Return all of the material exactly; no line may be dropped.

**Source material**
==============================

PR #723, opened 2023-02-21
committed some checks and picked up the recent commits to master.

shiqiyugit:


pisa/core/detectors.py
```diff
@@ -30,7 +30,7 @@
 from pisa.utils.hash import hash_obj
 from pisa.utils.log import set_verbosity, logging, Levels
 from pisa.utils.random_numbers import get_random_state
-from pisa.analysis.analysis import update_param_values_detector
+#from pisa.analysis.analysis import update_param_values_detector
```
JanWeldert, line 33: If that causes problems we don't have to import the function from analysis, but then we have to define it here again. Otherwise the unit test will fail (what it currently does).

shiqiyugit: there was no issue in the past with this import loop? then I'm ok to just put it back. i took the function out from the unit test too.

shiqiyugit (commented):
revert the 2-line changes i made to prevent the import loop

pisa/core/detectors.py
JanWeldert: Hmm, I can not remember having issues with that, but I can see that it is not ideal. The problem is that when we move the function we also have to move the original update_params function out of analysis (maybe to distribution_maker.py), because we need it here.

philippeller (approved):
Without going into deep technical detail, the changes look in order to me and are mostly there to support bin masking, and a few other small improvements to the code.

philippeller:
Would still like to get @atrettin's approval too, and then we can get that PR merged

atrettin (approved):
Looks ok by me. There are many things that we already have pulled, but disentangling that would be too complicated anyway. Since unit tests are working and this has been used in analyses I trust that there aren't too glaring issues. :)

PR #727, opened 2023-03-15
Add HNL custom effective area stage - working state.

LeanderFischer:
Add custom effective area stage for OscNext HNL analysis. Can be used to re-weight single mass HNL sets for any mixing.

Uses constants (lightspeed, planck), can they be pulled from somewhere in PISA?


LeanderFischer:
Very true, will implement as such and get back to you.

philippeller:
Yep, I think like this it's very clean and modular! Will merge now

philippeller (approved):

PR #733, opened 2023-04-22
Fixed little bug in `fit_scipy`

BenSmithers:
When the `_fit_scipy` function is called with a `list` of `MapSets`, it will still try to call `data_dist.allclose(hypo_asimov_dist)`, which fails since `data_dist` is a list. This is fixed by checking if this is a list first, and if so it will then check if all the mapsets are close instead.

==============================

**Result for this exercise**
PR #723, opened 2023-02-21
committed some checks and picked up the recent commits to master.

shiqiyugit:


pisa/core/detectors.py
```diff
@@ -30,7 +30,7 @@
 from pisa.utils.hash import hash_obj
 from pisa.utils.log import set_verbosity, logging, Levels
 from pisa.utils.random_numbers import get_random_state
-from pisa.analysis.analysis import update_param_values_detector
+#from pisa.analysis.analysis import update_param_values_detector
```
JanWeldert, line 33: If that causes problems we don't have to import the function from analysis, but then we have to define it here again. Otherwise the unit test will fail (what it currently does).

shiqiyugit: there was no issue in the past with this import loop? then I'm ok to just put it back. i took the function out from the unit test too.

shiqiyugit (commented):
revert the 2-line changes i made to prevent the import loop

pisa/core/detectors.py
JanWeldert: Hmm, I can not remember having issues with that, but I can see that it is not ideal. The problem is that when we move the function we also have to move the original update_params function out of analysis (maybe to distribution_maker.py), because we need it here.

philippeller (approved):
Without going into deep technical detail, the changes look in order to me and are mostly there to support bin masking, and a few other small improvements to the code.

philippeller:
Would still like to get @atrettin's approval too, and then we can get that PR merged

atrettin (approved):
Looks ok by me. There are many things that we already have pulled, but disentangling that would be too complicated anyway. Since unit tests are working and this has been used in analyses I trust that there aren't too glaring issues. :)

PR #727, opened 2023-03-15
Add HNL custom effective area stage - working state.

LeanderFischer:
Add custom effective area stage for OscNext HNL analysis. Can be used to re-weight single mass HNL sets for any mixing.

Uses constants (lightspeed, planck), can they be pulled from somewhere in PISA?


LeanderFischer:
Very true, will implement as such and get back to you.

philippeller:
Yep, I think like this it's very clean and modular! Will merge now

philippeller (approved):

PR #733, opened 2023-04-22
Fixed little bug in `fit_scipy`

BenSmithers:
When the `_fit_scipy` function is called with a `list` of `MapSets`, it will still try to call `data_dist.allclose(hypo_asimov_dist)`, which fails since `data_dist` is a list. This is fixed by checking if this is a list first, and if so it will then check if all the mapsets are close instead.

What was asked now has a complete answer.